Intel's Comet Lake-S Processors Might Require Heavy Duty Cooling To Hit 5GHz And Up
Based on all the leaks and rumors, we are presumably getting close to the launch of Intel's 10th generation Comet Lake-S desktop processors. Intel already launched mobile versions (Comet Lake-Y and Comet Lake-Y), and now we are just waiting for the desktop versions, which will be offered with up to 10 cores and 20 threads, and in excess of 5GHz. They're poised to be fast, but might also require a beefy cooler at the top end.
Before we get to the latest leak, let us set the stage with a couple of reference points. Intel's 9th generation Core i9-9900KS Coffee Lake processor is an 8-core/16-thread processor with a 4GHz base clock and 5GHz boost clock, 16MB of L3 cache, and a 127-watt thermal design power (TDP). Meanwhile, AMD's Ryzen 9 3950X is a 16-core/32-thread CPU with a 3.5GHz base clock, 4.7GHz max boost clock, 64MB of L3 cache, and a 105W TDP.
Source: WolStame via Weibo
Those TPDs are rated specifications. Keeping those in mind, here is where things get interesting. A user on Weibo posted screenshots of a system running a Core i9-10900F Comet Lake-S processor, which is reported by HWiNFO64 as a 10-core/20-thread chip with a 2.8GHz base clock, 5.2GHz single-core boost clock, 4.6GHz all-core boost clock, and 20MB of cache, with a max 170W TDP.
The 170W figure is what is known as a power level one (PL1) rating and is supposed to represent, normal, long term usage at full load. To maintain an all-core 4.6GHz boost clock, the screenshot shows a PL2 limit of 224W.
AMD and Intel measure TDPs differently, but no matter how you slice it, 224W is pretty high. This is not our own data, but if the leak is an accurate reflection of the Core i9-10900F, then it seems like Intel is shrugging its shoulders at efficiency and offering high cores and clocks for users who have the necessary cooling to take full advantage of the top SKUs. There's only so far 14nm can go.

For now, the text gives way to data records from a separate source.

PR #268, opened 2016-04-05
layers: Merge binding maps into image and buffer maps

tobine:
mem_tracker layer had specific maps to track memory binding for images
and buffers. This change merges the data from those maps into IMAGE_NODE
and BUFFER_NODE respectively and eliminates the binding maps.

### DIFF
--- a/layers/core_validation.cpp
+++ b/layers/core_validation.cpp
@@ -37,19 +37,19 @@
 // Turn on mem_tracker merged code
 #define MTMERGESOURCE 1
 
+#include <SPIRV/spirv.hpp>
+#include <algorithm>
+#include <assert.h>
+#include <iostream>
+#include <list>
+#include <map>
+#include <set>
 #include <stdio.h>
 #include <stdlib.h>
 #include <string.h>
-#include <assert.h>
+#include <string>
 #include <unordered_map>
 #include <unordered_set>
-#include <map>
-#include <string>
-#include <iostream>
-#include <algorithm>
-#include <list>
-#include <SPIRV/spirv.hpp>
-#include <set>
 
 #include "vk_loader_platform.h"
 #include "vk_dispatch_table_helper.h"
@@ -105,16 +105,9 @@ struct layer_data {
     std::vector<VkDebugReportCallbackEXT> logging_callback;
     VkLayerDispatchTable *device_dispatch_table;
     VkLayerInstanceDispatchTable *instance_dispatch_table;
-#if MTMERGESOURCE
-// MTMERGESOURCE - stuff pulled directly from MT
-    uint64_t currentFenceId;
-    // Maps for tracking key structs related to mem_tracker state
-    // Images and Buffers are 2 objects that can have memory bound to them so they get special treatment
-    unordered_map<uint64_t, MT_OBJ_BINDING_INFO> imageBindingMap;
-    unordered_map<uint64_t, MT_OBJ_BINDING_INFO> bufferBindingMap;
-// MTMERGESOURCE - End of MT stuff
-#endif
+
     devExts device_extensions;
+    uint64_t currentFenceId;
     unordered_set<VkQueue> queues;  // all queues under given device
     // Global set of all cmdBuffers that are inFlight on this device
     unordered_set<VkCommandBuffer> globalInFlightCmdBuffers;
@@ -152,11 +145,8 @@ struct layer_data {
     PHYS_DEV_PROPERTIES_NODE physDevProperties;
 // MTMERGESOURCE - added a couple of fields to constructor initializer
     layer_data()
-        : report_data(nullptr), device_dispatch_table(nullptr), instance_dispatch_table(nullptr),
-#if MTMERGESOURCE
-        currentFenceId(1),
-#endif
-        device_extensions(){};
+        : report_data(nullptr), device_dispatch_table(nullptr), instance_dispatch_table(nullptr), device_extensions(),
+          currentFenceId(1){};
 };
 
 static const VkLayerProperties cv_global_layers[] = {{
@@ -260,25 +250,24 @@ static void clear_cmd_buf_and_mem_references(layer_data *my_data, const VkComman
 
 #define MAX_BINDING 0xFFFFFFFF
 
-static MT_OBJ_BINDING_INFO *get_object_binding_info(layer_data *my_data, uint64_t handle, VkDebugReportObjectTypeEXT type) {
-    MT_OBJ_BINDING_INFO *retValue = NULL;
+static VkDeviceMemory *get_object_mem_binding(layer_data *my_data, uint64_t handle, VkDebugReportObjectTypeEXT type) {
     switch (type) {
     case VK_DEBUG_REPORT_OBJECT_TYPE_IMAGE_EXT: {
-        auto it = my_data->imageBindingMap.find(handle);
-        if (it != my_data->imageBindingMap.end())
-            return &(*it).second;
+        auto it = my_data->imageMap.find(VkImage(handle));
+        if (it != my_data->imageMap.end())
+            return &(*it).second.mem;
         break;
     }
     case VK_DEBUG_REPORT_OBJECT_TYPE_BUFFER_EXT: {
-        auto it = my_data->bufferBindingMap.find(handle);
-        if (it != my_data->bufferBindingMap.end())
-            return &(*it).second;
+        auto it = my_data->bufferMap.find(VkBuffer(handle));
+        if (it != my_data->bufferMap.end())
+            return &(*it).second.mem;
         break;
     }
     default:
         break;
     }
-    return retValue;
+    return nullptr;
 }
 // MTMERGESOURCE - end section
 #endif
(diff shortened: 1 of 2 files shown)


layers/core_validation.cpp
```diff
@@ -445,12 +383,12 @@ static VkBool32 validate_usage_flags(layer_data *my_data, void *disp_obj, VkFlag
...
 // Pulls image info and then sends actual vs. desired usage off to helper above where
 //  an error will be flagged if usage is not correct
-static VkBool32 validate_image_usage_flags(layer_data *my_data, void *disp_obj, VkImage image, VkFlags desired, VkBool32 strict,
+static VkBool32 validate_image_usage_flags(layer_data *dev_data, void *disp_obj, VkImage image, VkFlags desired, VkBool32 strict,
                                            char const *func_name, char const *usage_string) {
     VkBool32 skipCall = VK_FALSE;
-    MT_OBJ_BINDING_INFO *pBindInfo = get_object_binding_info(my_data, (uint64_t)image, VK_DEBUG_REPORT_OBJECT_TYPE_IMAGE_EXT);
-    if (pBindInfo) {
-        skipCall = validate_usage_flags(my_data, disp_obj, pBindInfo->create_info.image.usage, desired, strict, (uint64_t)image,
+    const auto &image_node = dev_data->imageMap.find(image);
```
chrisforbes: You don't want the ref here. This type is `unordered_map<VkImage, IMAGE_NODE>::iterator`. Just `auto` (or `auto const`).

layers/core_validation.cpp
```diff
@@ -37,19 +37,20 @@
 // Turn on mem_tracker merged code
 #define MTMERGESOURCE 1
 
+#include <SPIRV/spirv.hpp>
+#include <algorithm>
+#include <assert.h>
+#include <bits/unordered_map.h>
```
chrisforbes: Why are you including this? This is an internal library header, and including it here breaks the build.

layers/core_validation.cpp
```diff
@@ -459,12 +397,12 @@ static VkBool32 validate_image_usage_flags(layer_data *my_data, void *disp_obj,
...
 // Pulls buffer info and then sends actual vs. desired usage off to helper above where
 //  an error will be flagged if usage is not correct
-static VkBool32 validate_buffer_usage_flags(layer_data *my_data, void *disp_obj, VkBuffer buffer, VkFlags desired, VkBool32 strict,
+static VkBool32 validate_buffer_usage_flags(layer_data *dev_data, void *disp_obj, VkBuffer buffer, VkFlags desired, VkBool32 strict,
                                             char const *func_name, char const *usage_string) {
     VkBool32 skipCall = VK_FALSE;
-    MT_OBJ_BINDING_INFO *pBindInfo = get_object_binding_info(my_data, (uint64_t)buffer, VK_DEBUG_REPORT_OBJECT_TYPE_BUFFER_EXT);
-    if (pBindInfo) {
-        skipCall = validate_usage_flags(my_data, disp_obj, pBindInfo->create_info.buffer.usage, desired, strict, (uint64_t)buffer,
+    const auto &buffer_node = dev_data->bufferMap.find(buffer);
```
chrisforbes: Ditto

layers/core_validation.cpp
```diff
@@ -10497,23 +10405,18 @@ vkGetSwapchainImagesKHR(VkDevice device, VkSwapchainKHR swapchain, uint32_t *pCo
             IMAGE_LAYOUT_NODE image_layout_node;
             image_layout_node.layout = VK_IMAGE_LAYOUT_UNDEFINED;
             image_layout_node.format = swapchain_node->createInfo.imageFormat;
-            dev_data->imageMap[pSwapchainImages[i]].createInfo.mipLevels = 1;
-            dev_data->imageMap[pSwapchainImages[i]].createInfo.arrayLayers = swapchain_node->createInfo.imageArrayLayers;
+            auto &image_node = dev_data->imageMap[pSwapchainImages[i]];
```
chrisforbes: :+1: nice.

layers/core_validation.h
```diff
@@ -564,7 +555,8 @@ class IMAGE_CMD_BUF_LAYOUT_NODE {
 class BUFFER_NODE : public BASE_NODE {
   public:
     using BASE_NODE::in_use;
-    unique_ptr<VkBufferCreateInfo> create_info;
```
chrisforbes: This seems OK; container's mapped type is `BUFFER_NODE` rather than ptr.. -- `unordered_map` provides fairly incredible guarantees about validity of references even across `rehash`, so there's no internal moving going on; possibly able to narrow lock window by holding `BUFFER_NODE` by `unique_ptr` though, and `move` into the map. Out of scope for this, though.

layers/core_validation.h
```diff
@@ -542,6 +532,7 @@ class IMAGE_NODE : public BASE_NODE {
   public:
     VkImageCreateInfo createInfo;
     VkDeviceMemory mem;
+    bool valid; // If this is a swapchain image backing memory track valid here as it doesn't have DEVICE_MEM_INFO
```
chrisforbes: Odd that this is dropped in the middle of the mem-related fields, but OK.

layers/core_validation.cpp
```diff
@@ -8641,8 +8550,9 @@ VkBool32 ValidateBarriers(const char *funcName, VkCommandBuffer cmdBuffer, uint3
         }
 
         auto buffer_data = dev_data->bufferMap.find(mem_barrier->buffer);
-        uint64_t buffer_size =
-            buffer_data->second.create_info ? reinterpret_cast<uint64_t &>(buffer_data->second.create_info->size) : 0;
+        uint64_t buffer_size = (buffer_data->second.createInfo.sType == VK_STRUCTURE_TYPE_BUFFER_CREATE_INFO)
```
chrisforbes: Not new, but a size being `uint64_t` rather than `size_t` suggests not quite right.

layers/core_validation.cpp
```diff
@@ -260,19 +251,19 @@ static void clear_cmd_buf_and_mem_references(layer_data *my_data, const VkComman
 
 #define MAX_BINDING 0xFFFFFFFF
 
-static MT_OBJ_BINDING_INFO *get_object_binding_info(layer_data *my_data, uint64_t handle, VkDebugReportObjectTypeEXT type) {
-    MT_OBJ_BINDING_INFO *retValue = NULL;
+static VkDeviceMemory *get_object_mem_binding(layer_data *my_data, uint64_t handle, VkDebugReportObjectTypeEXT type) {
+    VkDeviceMemory *retValue = nullptr;
```
chrisforbes: Not new, but this is weird code. There's one use of `retValue` at the end of the function; would be clearer to drop this and just return `nullptr` there.

layers/core_validation.cpp
```diff
@@ -301,59 +292,6 @@ static void delete_cmd_buf_info(layer_data *my_data, VkCommandPool commandPool,
...
-    // Swap Chain is very unique, use my_data->imageBindingMap, but copy in
-    // SwapChainCreatInfo's usage flags and set the mem value to a unique key. These is used by
-    // vkCreateImageView and internal mem_tracker routines to distinguish swap chain images
-    case VK_DEBUG_REPORT_OBJECT_TYPE_SWAPCHAIN_KHR_EXT: {
-        auto pCI = &my_data->imageBindingMap[handle];
-        memset(pCI, 0, sizeof(MT_OBJ_BINDING_INFO));
-        pCI->mem = MEMTRACKER_SWAP_CHAIN_IMAGE_KEY;
-        pCI->valid = false;
-        pCI->create_info.image.usage =
-            const_cast<VkSwapchainCreateInfoKHR *>(static_cast<const VkSwapchainCreateInfoKHR *>(pCreateInfo))->imageUsage;
```
chrisforbes: Good riddance to /that/...

layers/core_validation.cpp
```diff
@@ -152,11 +146,8 @@ struct layer_data {
     PHYS_DEV_PROPERTIES_NODE physDevProperties;
 // MTMERGESOURCE - added a couple of fields to constructor initializer
     layer_data()
-        : report_data(nullptr), device_dispatch_table(nullptr), instance_dispatch_table(nullptr),
-#if MTMERGESOURCE
-        currentFenceId(1),
-#endif
-        device_extensions(){};
+        : report_data(nullptr), device_dispatch_table(nullptr), instance_dispatch_table(nullptr), device_extensions(),
```
lentinem: why do you have device_extensions() here?

layers/core_validation.cpp
```diff
@@ -152,11 +146,8 @@ struct layer_data {
...
+          currentFenceId(1){};
```
lentinem: I would prefer a space here: "(1) {}". Strange that clang doesn't require that.

layers/core_validation.cpp
lentinem: +1

layers/core_validation.cpp
lentinem: Why? IMO it doesn't really matter here.

layers/core_validation.cpp
```diff
@@ -803,18 +739,19 @@ static VkBool32 set_sparse_mem_binding(layer_data *dev_data, void *dispObject, V
     if (mem == VK_NULL_HANDLE) {
         skipCall = clear_object_binding(dev_data, dispObject, handle, type);
     } else {
-        MT_OBJ_BINDING_INFO *pObjBindInfo = get_object_binding_info(dev_data, handle, type);
-        if (!pObjBindInfo) {
+        VkDeviceMemory *pMemBinding = get_object_mem_binding(dev_data, handle, type);
```
lentinem: IMO we are way too pointer happy. It's out of the scope of this change but it's worth looking at when we really need pointers and when references/copies of handles will suffice.

layers/core_validation.cpp
```diff
@@ -5914,7 +5829,7 @@ vkBindBufferMemory(VkDevice device, VkBuffer buffer, VkDeviceMemory mem, VkDevic
     uint64_t buffer_handle = (uint64_t)(buffer);
     VkBool32 skipCall =
         set_mem_binding(dev_data, device, mem, buffer_handle, VK_DEBUG_REPORT_OBJECT_TYPE_BUFFER_EXT, "vkBindBufferMemory");
-    add_object_binding_info(dev_data, buffer_handle, VK_DEBUG_REPORT_OBJECT_TYPE_BUFFER_EXT, mem);
+    dev_data->bufferMap[buffer].mem = mem;
```
lentinem: Would be good to check for existence in the map. We should not be creating one if buffer is not valid.

layers/core_validation.cpp
lentinem: This should really be VkDeviceSize.

layers/core_validation.cpp
```diff
@@ -10237,33 +10147,33 @@ VKAPI_ATTR VkResult VKAPI_CALL vkBindImageMemory(VkDevice device, VkImage image,
...
-    // Track objects tied to memory
-    uint64_t image_handle = (uint64_t)(image);
-    skipCall =
-        set_mem_binding(dev_data, device, mem, image_handle, VK_DEBUG_REPORT_OBJECT_TYPE_IMAGE_EXT, "vkBindImageMemory");
-    add_object_binding_info(dev_data, image_handle, VK_DEBUG_REPORT_OBJECT_TYPE_IMAGE_EXT, mem);
-    {
+    const auto &image_node = dev_data->imageMap.find(image);
+    if (image_node != dev_data->imageMap.end()) {
+        // Track objects tied to memory
+        uint64_t image_handle = (uint64_t)(image);
```
lentinem: c++ cast

layers/core_validation.cpp
```diff
@@ -10237,33 +10147,33 @@ VKAPI_ATTR VkResult VKAPI_CALL vkBindImageMemory(VkDevice device, VkImage image,
...
-        dev_data->imageMap[image].mem = mem;
-        dev_data->imageMap[image].memOffset = memoryOffset;
-        dev_data->imageMap[image].memSize = memRequirements.size;
+        print_mem_list(dev_data, device);
         loader_platform_thread_unlock_mutex(&globalLock);
+        if (VK_FALSE == skipCall) {
+            result = dev_data->device_dispatch_table->BindImageMemory(device, image, mem, memoryOffset);
+            loader_platform_thread_lock_mutex(&globalLock);
+            dev_data->memObjMap[mem].image = image;
+            image_node->second.memOffset = memoryOffset;
```
lentinem: Kind of odd that mem is set on image_node always but memOffset and memSize only if the call succeeds. I would move the setting of mem to here.

layers/core_validation.cpp
tobine: Bizzarre... I have no idea how that include got in there.

layers/core_validation.cpp
tobine: Yeah this code sucks returning the ptr into the struct. I've updated the return as suggested. Still need to find a way to kill or improve it further, though.

layers/core_validation.cpp
tobine: Default initializer for device_extensions struct. Same code as before, just moved its location relative to currentFenceId.

layers/core_validation.cpp
tobine: will do

layers/core_validation.cpp
tobine: :+1:

layers/core_validation.cpp
tobine: yes. I had hoisted it up thinking there was a dependency prior to calling down the chain but double-checking I see that i was incorrect. Moving mem assignment down.

layers/core_validation.cpp
tobine: I tried to add the space and clang-format kills is

tobine:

The same user also provided some temperature data. Using a 240mm all-in-one liquid cooler, they saw the Core i9-10900F reach 93C at full load, while hovering around 70-75C on average. A high-end air cooler saw average temps raise just a bit to 80C, but since Thermal Velocity Boost only comes into effect at temperatures of 65C or below, it's not like to trigger with a liquid cooler. That's likely what Intel will recommend anyway.